A ce jeu du talent Anne Priol en Tisbe amoureuse triomphe avec aisance sans pour autant éteindre ses partenaires, dont elle sait qu’ils lui sont nécessaires. Souci d’homogénéité sur le plateau revendiqué par la direction d’acteurs. Il faut citer Florence Tosi, en Catarina un peu bigote, Pascal Faber, en Rodolfo éternel adolescent, Olivier Guilbert en fourbe satanique et Alexandra Galibert en servante complètement dépassée. Et Pierre Santini, géant massif, monolithe imperméable aux subtilités de la gent féminine. Et toujours chez Hugo un discours sur l’absolue nécessité d’une émancipation des opprimés, sur les ressources inestimables de noblesse, de grandeurs et de richesses celées au coeur du peuple. La leçon de magnanimité de La Tisbe est exemplaire. L’Angelo,de Person révèle un Hugo féministe avant l’heure, mais partagé entre Juliette Drouet et sa femme. L’issue voit l’amour triompher : le théâtre comme une réparation.
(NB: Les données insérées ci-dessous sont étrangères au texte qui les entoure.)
PR #1344, opened 2022-04-26
[Presence] React 18 – Fix animation frame sync flicker 

andy-hook:
closes https://github.com/radix-ui/primitives/issues/1074
related https://github.com/radix-ui/primitives/pull/1292 https://github.com/radix-ui/primitives/pull/1125

The introduction of batched updates across all handlers in 18 concurrent mode introduces a frame sync issue where the state transition (`unmount`) is communicated a frame after animation has completed.

Currently we are recommending `animation-fill-mode: forwards` to cover this gap. While it does work, it [creates other problems](https://github.com/radix-ui/primitives/discussions/1311).

I'm still getting my head around the internal mechanics of react scheduling so feedback here would be very welcome, but as it stands I feel that this change is a superior option vs the css we are recommending.

⚠️  Note for docs: Remove `forwards` recommendation from demos if accepted?

Before:

https://user-images.githubusercontent.com/11708259/165278293-c86c3658-f133-4b05-a11a-f7f24ff5ca2b.mp4

After:

https://user-images.githubusercontent.com/11708259/165278317-0b396a47-615b-4d65-9110-8f28cddbf70a.mp4

### DIFF
--- a/packages/react/presence/package.json
+++ b/packages/react/presence/package.json
@@ -21,7 +21,8 @@
     "@radix-ui/react-use-layout-effect": "workspace:*"
   },
   "peerDependencies": {
-    "react": "^16.8 || ^17.0 || ^18.0"
+    "react": "^16.8 || ^17.0 || ^18.0",
+    "react-dom": "^16.8 || ^17.0 || ^18.0"
   },
   "homepage": "https://radix-ui.com/primitives",
   "repository": {
--- a/packages/react/presence/src/Presence.tsx
+++ b/packages/react/presence/src/Presence.tsx
@@ -1,4 +1,5 @@
 import * as React from 'react';
+import * as ReactDOM from 'react-dom';
 import { useComposedRefs } from '@radix-ui/react-compose-refs';
 import { useLayoutEffect } from '@radix-ui/react-use-layout-effect';
 import { useStateMachine } from './useStateMachine';
@@ -100,7 +101,7 @@ function usePresence(present: boolean) {
         const currentAnimationName = getAnimationName(stylesRef.current);
         const isCurrentAnimation = currentAnimationName.includes(event.animationName);
         if (event.target === node && isCurrentAnimation) {
-          send('ANIMATION_END');
+          ReactDOM.flushSync(() => send('ANIMATION_END'));
         }
       };
       const handleAnimationStart = (event: AnimationEvent) => {
--- a/packages/react/presence/src/Presence.tsx
+++ b/packages/react/presence/src/Presence.tsx
@@ -101,6 +101,9 @@ function usePresence(present: boolean) {
         const currentAnimationName = getAnimationName(stylesRef.current);
         const isCurrentAnimation = currentAnimationName.includes(event.animationName);
         if (event.target === node && isCurrentAnimation) {
+          // With React 18 concurrency this update is applied
+          // a frame after the animation ends, creating a flash of visible content.
+          // By manually flushing we ensure they sync within a frame, removing the flash.
           ReactDOM.flushSync(() => send('ANIMATION_END'));
         }
       };
--- a/.yarn/versions/8edec830.yml
+++ b/.yarn/versions/8edec830.yml
@@ -1,0 +1,20 @@
+releases:
+  "@radix-ui/react-accordion": patch
+  "@radix-ui/react-alert-dialog": patch
+  "@radix-ui/react-checkbox": patch
+  "@radix-ui/react-collapsible": patch
+  "@radix-ui/react-context-menu": patch
+  "@radix-ui/react-dialog": patch
+  "@radix-ui/react-dropdown-menu": patch
+  "@radix-ui/react-hover-card": patch
+  "@radix-ui/react-menu": patch
+  "@radix-ui/react-navigation-menu": patch
+  "@radix-ui/react-popover": patch
+  "@radix-ui/react-presence": patch
+  "@radix-ui/react-radio-group": patch
+  "@radix-ui/react-scroll-area": patch
+  "@radix-ui/react-toast": patch
+  "@radix-ui/react-tooltip": patch
+
+declined:
+  - primitives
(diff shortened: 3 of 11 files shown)


packages/react/presence/src/Presence.tsx
```diff
@@ -100,7 +101,10 @@ function usePresence(present: boolean) {
         const currentAnimationName = getAnimationName(stylesRef.current);
         const isCurrentAnimation = currentAnimationName.includes(event.animationName);
         if (event.target === node && isCurrentAnimation) {
-          send('ANIMATION_END');
+          // With React 18 concurrency this update is applied
+          // a frame after the animation ends, creating a flash of visible content.
+          // By manually flushing we ensure they sync within a frame, removing the flash.
+          ReactDOM.flushSync(() => send('ANIMATION_END'));
```
benoitgrelard, line 107: Interesting…
I'm no unclear as to when `flushSync` should be used or not. 

As far as I understand, we use `flushSync` to opt-out of automatic batching.

But what's not clear to me here, is that if it was automatically batching and that was the issue, why would it be delayed by a frame? Unless it is batching 2 state updates "later", and opting out results in applying the first one at the correct time for us?

In which case that would kinda make sense.

packages/react/presence/package.json
```diff
@@ -21,7 +21,8 @@
     "@radix-ui/react-use-layout-effect": "workspace:*"
   },
   "peerDependencies": {
-    "react": "^16.8 || ^17.0 || ^18.0"
+    "react": "^16.8 || ^17.0 || ^18.0",
+    "react-dom": "^16.8 || ^17.0 || ^18.0"
```
benoitgrelard, line 25: Because of this, we will need to track all of the dependents of `Presence` and their dependends subsequently and add that peer-dependency too.

Sometimes I wonder if it would be easier to always add them both as peer-dep anyway haha, would there be any harm considering that they are meant to be used with the DOM anyway?

benoitgrelard (commented):
I do feel like it's a better fix too, I've left a few comments inline.

packages/react/presence/src/Presence.tsx
andy-hook: > But what's not clear to me here, is that if it was automatically batching and that was the issue, why would it be delayed by a frame?

This isn't entirely clear to me either, my current thought is that React is pushing this to the next tick as part of the batching mechanism, I saw this eluded to in the [wg post](https://github.com/reactwg/react-18/discussions/21):

> React doesn’t render the result of the first setState synchronously—the render occurs during the next browser tick. So the render hasn’t happened yet

Which I think is why we're seeing the state change trail the native event, here's a reduced example:

https://codesandbox.io/s/elated-snow-x36ypm?file=/src/App.js

benoitgrelard: This is what I'm confused about though with that reduced example.
Once you isolate just the bad case (the red box), there's only really 1 setState right? So where's the batching? There's no batching in this case, or are we saying that React delays it always regardless of whether there are more than 1 updates?

packages/react/presence/package.json
andy-hook: Good point!

> Sometimes I wonder if it would be easier to always add them both as peer-dep anyway haha, would there be any harm considering that they are meant to be used with the DOM anyway?

Practically speaking I don't think it'd be a problem, technically inaccurate in terms of the dependency contracts but maybe that's ok in this case? at least we'd never forget in the future.

benoitgrelard: Yeah exactly, I'm mostly worried that it's hard to track through multiple levels of dependencies, if it was just flat, it might be ok, but it becomes a bit harder when there's more than 1 level.

packages/react/presence/src/Presence.tsx
benoitgrelard: Man yeah definitely seems to be the case, it's pretty clear here.
It does make me think we probably need to do it in other places too then, as we use things like resize observer too…
The worse part in all that really, the part that bothers me is that it seems like there's no way to tell where it should be applied until you see an issue really…

benoitgrelard (approved):
Approving for the code change, but still needs to deps changes.

packages/react/presence/src/Presence.tsx
andy-hook: I hear you, though I do think we’ll begin to see best practices emerge over time through guidance from the core team and community (as we did with state, FCs, hooks etc). I’d like to better understand the underlying mechanics better though, right now it’s not particularly intuitive when to reach for certain tools.

Something that crossed my mind is where we explicitly opt out of batching using `setTimeout` when programatically focusing, nothing has come up yet though so we're probably ok. We might need to think about how to test for 17 if we decide to make changes in any spicy areas.

jjenzz:
super educational following along here 👀 

i just wondered if this would work in React 16 tho and my quick hacky try yielded a "no":

image
https://codesandbox.io/s/react-16-8-0-forked-1vey3y?file=/src/components/App.js

😬

benoitgrelard:
Yikes!!
How are we supposed to support both??! 😬

andy-hook:
> i just wondered if this would work in React 16.8 tho and my quick hacky try yielded a "no":

Interesting, wasn’t aware of this limitation in 16 but worth keeping in mind! I know that's contrived but `useLayoutEffect` is already sync so not a valid case.

Given that syncing state should be avoided I can't imagine many cases where this would bite us. Providing we call it outside of render we should be fine:

https://codesandbox.io/s/react-16-8-0-forked-t6fhlc?file=/src/components/App.js

Thanks for mentioning, underscores this point:

> We might need to think about how to test in 17 if we decide to make changes in any spicy areas.

benoitgrelard:
oh right, I missed the `useLayoutEffect` I thought simply that calling React.flushSync in 16 was an issue.
So I think we're ok to merge then?

jjenzz:
Ah my bad, i saw that `Presence` calls it in a `useLayoutEffect` so tested the same but missed the fact that it actually happens in an event handler inside the `useLayoutEffect`. that's good to know!

benoitgrelard:
Yeah in your sandbox in 17 it doesn't error but it has a warning instead, seems they changed that in 17.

Un moment de pur bonheur!

Ce moment de pur bonheur nous est offert par Michelle Césaire, qui une fois encore nous confirme la sûreté de ses choix en matière de programmation. Du théâtre importé diront les courts d’esprits à la myopie sélective quant à la programmation qu’elle propose. Et qu’ils se souviennent de ce que l’on ose parfois montrer sur la scène dite « nationale »!


Michelle Césaire fait œuvre de pédagogie au sens le plus noble du terme depuis des années, elle participe avec intelligence, avec brio, à notre éducation théâtrale. Chaque année elle nous offre une leçon de théâtre, comme ça, l’air de rien, pas « ramenarde » pour deux ronds, avec une modestie qui n’appartient qu’aux grands. Certes il y eût des moments difficiles,comme le peu d’écho à l’admirable travail de Guy Rétoré La Femme comme champ de bataille de Matei Visnièc, en 2000, mais aussi des succès flamboyants l’Andromaque de Justine Heynemann de l’an dernier et souhaitons-le l’ Angelo de cette rentrée. A travers ce qu’elle nous fait découvrir, elle montre du doigt la situation d’oppression que connaissent les femmes, la négation de leurs désirs, la soumission à un ordre patriarcal, la brutalité de l’ordre masculin qui les réprime. Que le court d’esprit qui trouve qu’il s’agit de problèmes « importés » lève la main. Il a gagné.

Insondable mystère martiniquais : comment se fait-il qu’on ne lui ait pas confié de plus grandes responsabilités dans la programmation culturelle? Il est souhaitable que ce ne soient pas toujours les mêmes qui lèvent la main!